Geometric properties and integrators for ab initio single-Hessian Gaussian wavepacket dynamics

Single-Hessian Gaussian wavepacket dynamics (GWD) enables simulations of spectra of high-dimensional, slightly anharmonic systems at the cost of ab initio classical molecular dynamics^1,2. This semiclassical method significantly reduces the computational burden of Heller's local harmonic GWD, while maintaining comparable accuracy in approximating spectra. The unexpected but very useful behavior of this method has been hypothesized to stem from the superior geometric properties of the single-Hessian approach over the local harmonic version³. Indeed, here we prove that, similar to the optimal variational GWD, the single-Hessian GWD conserves the non-canonical symplectic structure on the manifold of Gaussian wavepackets, and we derive expressions suitable for numerical verification of symplecticity.
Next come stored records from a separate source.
PR #1958, opened 2023-09-05
Delete procedure and all related things command (via SQL)

AlexMenschoid:
**Ticket:** https://yaits.demos-deutschland.de/T32997

This is a rather risky and hacky solution for deleting a procedure with everything related to it. It is meant as an interim solution while we are working on a more stable way of deleting all related parts in the system preferably with Doctrine.

We need this solution to clean everything pertaining to customers that had to be deleted. Since we are not able to cleanly delete statements or procedures or some other related things via our repositories, this direct approach in SQL has been chosen to accomplish the task in a somewhat timely manner.

I feel somewhat confident that I got most if not all entries I have to delete. But I might have missed something.

I tested it with multiple procedures in an older Prod-DB-Dump and it seemed to work so far.

### How to review/test
If you have a procedure with statements and annotated statement pdfs and everything else, then try to delete it with this command.
During code review: please pay attention to what entries in what tables get deleted and especially if you think I forgot to include something that also has a relationship to the procedure!

### DIFF
--- a/demosplan/DemosPlanCoreBundle/Command/Data/DeleteProcedureCommand.php
+++ b/demosplan/DemosPlanCoreBundle/Command/Data/DeleteProcedureCommand.php
@@ -161,8 +161,6 @@ class DeleteProcedureCommand extends CoreCommand
     {
         $statementIds = array_column($this->fetchFromTableByProcedure(['_st_id'], '_statement', '_p_id'), '_st_id');
 
-        print_r($statementIds);
-
         // delete statement meta
         $this->output->writeln("Deleting Statement-Meta");
         $this->deleteStatementMeta($statementIds);
@@ -185,6 +183,12 @@ class DeleteProcedureCommand extends CoreCommand
 
     private function processStatementAttachments(array $statementIds): void
     {
+        if (!$this->doesTableExist('statement_attachment')) {
+            $this->output->writeln("No table with the name 'statement_attachment' exists in this database. Data could not be fetched.");
+
+            return;
+        }
+
         $statementAttachmentQueryBuilder = $this->dbConnection->createQueryBuilder();
         $statementAttachmentQueryBuilder
             ->select('id', 'file_id')
@@ -247,6 +251,12 @@ class DeleteProcedureCommand extends CoreCommand
 
     private function processImportEmailAttachments(array $importEmailIds): void
     {
+        if (!$this->doesTableExist('statement_import_email_attachments')) {
+            $this->output->writeln("No table with the name 'statement_import_email_attachments' exists in this database. Data could not be fetched.");
+
+            return;
+        }
+
         $importEmailAttachmentQueryBuilder = $this->dbConnection->createQueryBuilder();
         $importEmailAttachmentQueryBuilder
             ->select('file_id')
@@ -418,6 +428,12 @@ class DeleteProcedureCommand extends CoreCommand
 
     private function deleteReportEntriesByIdentifierAndType(string $identifierType, array $identifierArray): void
     {
+        if (!$this->doesTableExist('_report_entries')) {
+            $this->output->writeln("No table with the name '_report_entries' exists in this database. Data could not be deleted.");
+
+            return;
+        }
+
         $deletionQueryBuilder = $this->dbConnection->createQueryBuilder();
         $deletionQueryBuilder
             ->delete('_report_entries')
@@ -438,6 +454,12 @@ class DeleteProcedureCommand extends CoreCommand
 
     private function deleteFromTableByIdentifierArray(string $tableName, string $identifier, array $ids): void
     {
+        if (!$this->doesTableExist($tableName)) {
+            $this->output->writeln("No table with the name $tableName exists in this database. Data could not be deleted.");
+
+            return;
+        }
+
         $deletionQueryBuilder = $this->dbConnection->createQueryBuilder();
         $deletionQueryBuilder
             ->delete($tableName)
@@ -456,6 +478,12 @@ class DeleteProcedureCommand extends CoreCommand
 
     private function fetchFromTableByProcedure(array $targetColumns, string $tableName, string $identifier): array
     {
+        if (!$this->doesTableExist($tableName)) {
+            $this->output->writeln("No table with the name $tableName exists in this database. Data could not be fetched.");
+
+            return [];
+        }
+
         $fetchQueryBuilder = $this->dbConnection->createQueryBuilder();
         $fetchQueryBuilder
             ->select(...$targetColumns)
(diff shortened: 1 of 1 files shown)


demosplan/DemosPlanCoreBundle/Command/Data/DeleteProcedureCommand.php
```diff
@@ -0,0 +1,479 @@
...
+     * Find all statements + segments
+     * Iterate over all Statements and delete related stuff like meta, attachments, etc.
+     *
+     * @throws Exception
+     */
+    private function processAllStatements(): void
+    {
+        $statementIds = array_column($this->fetchFromTableByProcedure(['_st_id'], '_statement', '_p_id'), '_st_id');
+
+        print_r($statementIds);
```
mussbach, line 164: debug statement should be removed or $output used

demosplan/DemosPlanCoreBundle/Command/Data/DeleteProcedureCommand.php
```diff
@@ -0,0 +1,479 @@
...
+            $this->output->writeln('Deleting Procedure');
+            $this->deleteProcedure();
+
+            // reactivate foreign key checks
+            $this->output->writeln('Activate FK Checks');
+            $this->activateForeignKeyChecks();
+
+            $this->output->writeln("Procedure $this->procedureId was purged successfully!");
+
+            return Command::SUCCESS;
```
mussbach, line 145: When not in dry-run you should repopulate elasticsearch

demosplan/DemosPlanCoreBundle/Command/Data/DeleteProcedureCommand.php
```diff
@@ -0,0 +1,479 @@
...
+        $this->deleteReportEntriesByIdentifierAndType('statement', $statementIds);
+        // delete statements
+        $this->output->writeln('Deleting Statements');
+        $this->deleteFromTableByIdentifierArray('_statement', '_p_id', [$this->procedureId]);
+    }
+
+    private function processStatementAttachments(array $statementIds): void
+    {
+        $statementAttachmentQueryBuilder = $this->dbConnection->createQueryBuilder();
+        $statementAttachmentQueryBuilder
```
mussbach, line 189: Perhaps you should always check whether a table exists to make the command more robust. Scheme may change and it would be more safe regarding addons

mussbach (commented):
thanks a lot for this! I did not check every table name, key and relation, but it looks quite good to me. We could start with this and in case we find some more relations improve. Some remarks

AlexMenschoid:
> First question is: https://yaits.demos-deutschland.de/T32997 is about deleting customer. This command deleting procedures. Why?

2 reasons: 
1. Deleting procedures is going to be part of deleting customers but also useful as its own thing. In the future, deleting statements should also become its own command/service that is only used in deleting procedures.
2. Since the customers and some related stuff has already been deleted in the 2 referenced tickets, we need a way to handle remaining things, like procedures, without having the customer present.

Regarding the missing deletion from the tables you mentioned: 
I have some of those tables already in my script and I noticed some irregularities regarding that as well. I'm already investigating. But some others I very much might have missed.

demosplan/DemosPlanCoreBundle/Command/Data/DeleteProcedureCommand.php
AlexMenschoid: done in [86915ab](https://github.com/demos-europe/demosplan-core/pull/1958/commits/86915ab1e3d524cbe7f84dde906ed09fd0352f95)

AlexMenschoid:
I also wrapped all database interactions in a transaction to provide more stability in [f70200c](https://github.com/demos-europe/demosplan-core/pull/1958/commits/f70200cf476ca3c3596fe9a999e3d41823f1605b). Thanks for the idea @martendemos

demosplan/DemosPlanCoreBundle/Command/Data/DeleteProcedureCommand.php
mussbach: you should probably pass the environment, as the command will be performed at prod servers, where no dev environment is available

AlexMenschoid: Done in [5160eff](https://github.com/demos-europe/demosplan-core/pull/1958/commits/5160effd139a87571a03d6aac785795342c4f215)

demosplan/DemosPlanCoreBundle/Command/Data/DeleteProcedureCommand.php
```diff
@@ -540,8 +540,12 @@ private function repopulateElasticsearch(): void
             return;
         }
 
+        $env = $this->parameterBag->get('kernel.environment');
+        $this->output->writeln("Repopulating ES with env: $env");
+
+        $repopulateEsCommand = 'dev' === $env ? 'dplan:elasticsearch:populate' : 'dplan:elasticsearch:populate -e prod';
```
mussbach, line 546: Nitpick: you could even add `--no-debug` to add some more performance

AlexMenschoid: Done in [1e10b10](https://github.com/demos-europe/demosplan-core/pull/1958/commits/1e10b1063a5e74cc76a420fd31aa1e1c8a12234b)

AlexMenschoid:
I added more things to be deleted in [972227c](https://github.com/demos-europe/demosplan-core/pull/1958/commits/972227c9de4752a420a6d5dec524ecaa7595c1e6) and [f989ed5](https://github.com/demos-europe/demosplan-core/pull/1958/commits/f989ed502c9863de4d5403f926fd18f605531a90). The second commit also fixes string handling when setting an array as a parameter for the SQL query.

I consider this a good wrap up point. Maybe I'm still missing some things, but nothing major anymore, I hope.

demosplan/DemosPlanCoreBundle/Command/Data/DeleteProcedureCommand.php
```diff
@@ -0,0 +1,660 @@
...
+    }
+
+    private function deleteStatementAttachment(array $statementIds): void
+    {
+        $this->deleteFromTableByIdentifierArray('statement_attachment', 'statement_id', $statementIds);
+    }
+
+    private function deleteFiles(array $fileIds): void
+    {
+        $this->deleteFromTableByIdentifierArray('_files', '_f_ident', $fileIds);
```
MoritzMandler, line 490: Shouldn't these files also be removed physically?
```DemosPlanCoreBundle/Logic/FileService::deleteFile($hash)```

AlexMenschoid: Yes, I could do that. But if I remember correctly, we also have an orphaned files removal in our maintenance service/command/whatever. So I decided to leave the cleanup to that.

mussbach: Indeed and I would also go with the existing orphan removal in MaintenanceTask

mussbach (approved):
I think this is a very good starting point. I vote for merge and fix if some relations are missing

AlexMenschoid:
Even if incomplete, this is going to leave us in a way better position for the current use cases. This can be improved in the future to be more complete or ideally be replaced very soon.

PR #1960, opened 2023-09-05
bug (refs T34564): enable recommendation icon in editor

muellerdemos:
https://yaits.demos-deutschland.de/T34564

We shall not check for segment relationships here anymore but if we have an addon enabled. The data prop async components is representing this state hence the check was adjusted accordingly.

(I could not test this locally properly since the segmentation does not work locally atm, however if i checked several existing segments, the icon appears for all of them)


gruenbergerdemos (approved):
lgtm, code review only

To preserve the advantages of the method in numerical simulations, we implement high-order geometric integrators that are time-reversible and conserve the norm and symplectic structure exactly, regardless of the time step. Using on-the-fly ab initio Gaussian wavepacket dynamics on the first excited-state surface of ammonia, we numerically assess the conservation of geometric properties by these integrators, demonstrating that high-order integrators can enhance both accuracy and computational efficiency.

¹ T. Begušić, M. Cordova, and J. Vaníček, J. Chem. Phys. 150, 154117 (2019).

² T. Begušić, E. Tapavicza, and J. Vaníček, J. Chem. Theory Comput. 18, 3065 (2022).

³ J. J. L. Vaníček, J. Chem. Phys. 159, 014114 (2023).